En cualquier lugar del parque los niños esperan el trencito. Autor: Julieta García Ríos Publicado: 21/09/2017 | 05:53 pm
Las campanadas anuncian el viaje. Y los pequeños se descontrolan, porque todos quieren montar y no siempre caben. El tren se detiene a su antojo, y ellos buscan un sitio disponible entre los dos «vagones».
Así comienza el viaje por el parque de Güines, donde años atrás los abuelos, los padres y quizá el propio maquinista conquistaron amores.
Entonces, como ahora, en las noches del fin de semana era costumbre darle vueltas al parque. Sobre todo lo hacían los más jóvenes y las quinceañeras deseosas de mostrar sus curvas en pleno crecimiento. Desde luego, el tradicional paseo no era exclusivo de la juventud. En la rotonda güinera también se veían desfilar a añosos «tipos» y mujeres maduras.
Afortunados eran quienes ocupaban los bancos. Los más listos tenían un lugar fijo para facilitar su ubicación en la conquista. Los «bicicleteros» parqueaban en el contén y en una esquina o banco marcaban su territorio. También lo motoristas, con sus llamativas prendas, iban en busca de su presa.
El parque era el centro del pueblo, el termómetro de la juventud. Y hoy vuelve a ser un sitio concurrido en las noches.
Absortos en el paseo y con una quietud inusual, van los niños escuchando canciones infantiles como Estela, granito de canela o Pin pon…, mientras contemplan el paisaje urbano con otra mirada.
A los adultos la caminata junto al tren podría parecerles interminable, porque otra ya es su noción del tiempo y de la vida.
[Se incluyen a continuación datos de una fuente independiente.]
PR #356, opened 2021-11-11
chore: prepare for 0.16.2

eduardo-rodrigues:


eduardo-rodrigues:
FYI @henryiii, I am making this minor release because we may have to make a  release 0.17 if we do what I am suggesting in MR https://github.com/scikit-hep/particle/pull/354. Of course it is then best to have also the latest and greatest version just before the MR goes in.

PR #359, opened 2021-11-16
Add new class method Particle.from_name

eduardo-rodrigues:
Following the discussion at https://github.com/scikit-hep/particle/pull/354 and my suggestion, @henryiii and @jonas-eschle. Main reason is that we have `from_pdgid` and `from_evtgen_name` and it seemed awkward not to have `from_name`, the particle name itself.

### DIFF
--- a/docs/CHANGELOG.md
+++ b/docs/CHANGELOG.md
@@ -1,6 +1,12 @@
 Changelog
 =========
 
+Version 0.16.3 (WIP)
+--------------
+
+- `Particle` class:
+  - New class method `Particle.from_name`.
+
 
 Version 0.16.2
 --------------
--- a/src/particle/particle/particle.py
+++ b/src/particle/particle/particle.py
@@ -1054,11 +1054,13 @@ C (charge parity) = {C:<6}  I (isospin)       = {self.I!s:<7}  G (G-parity)     
             If no particle matches the input name.
         """
         try:
-            (particle,) = Particle.finditer(name=name)  # throws an error if < 1 or > 1 particle is found
+            (particle,) = Particle.finditer(
+                name=name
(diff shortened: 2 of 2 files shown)


eduardo-rodrigues:
Let me know @henryiii and @jonas-eschle if you have any thoughts against this addition to the API, which to me seems justified.

jonas-eschle (approved):
Sorry, I thought I had commented, but it got lost in a browser tab :)

Looks good to me, it's basically what we discussed can be done now using finditer to obtain exactly one matching particle.

There is one implementation comment, this try and catch: I am aware that it is more used in Python and I think there are great applications for this. But there is one large caveat: it's not really explicit and may catches more than expected if `finditer` raises an *actual ValueError*, say because of a bug inside it. This is then hidden. I think I would personally use a length check, but it's a minor detail/comment, it's also fine like this for me!

eduardo-rodrigues:
> Sorry, I thought I had commented, but it got lost in a browser tab :)

:D

> Looks good to me, it's basically what we discussed can be done now using finditer to obtain exactly one matching particle, just wrapped in a user-friendly function, nice!

Exactly. So now we have a better coverage to instantiate a single matched particle.

> There is one implementation comment, this try and catch: I am aware that it is more used in Python and I think there are great applications for this. But there is one large caveat: it's not really explicit and may catches more than expected if `finditer` raises an _actual ValueError_, say because of a bug inside it. This is then hidden. I think I would personally use a length check, but it's a minor detail/comment, it's also fine like this for me!

I'm not sure what would be best to have. For sure I have it on my to-dos to relook at test coverage at some point and then there should be a (admittedly )trivial test added for `from_name`. If `finditer` was to become buggy the test would fail.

No es extraño que sus mentes se inunden de pensamientos ajenos a la experiencia o que simplemente deparen en los bancos desvencijados, en el montón de ramas que entorpecen el paso, en la fuente seca que recuerda la alegría con que en cada octubre un montón de pañoletas traían flores a Camilo…
Durante la travesía, una termina por aplaudir la edad de la inocencia. Y acepta otra vuelta, quizá una más, por el placer de escuchar en la última parada: «gustó el tren, Mamá».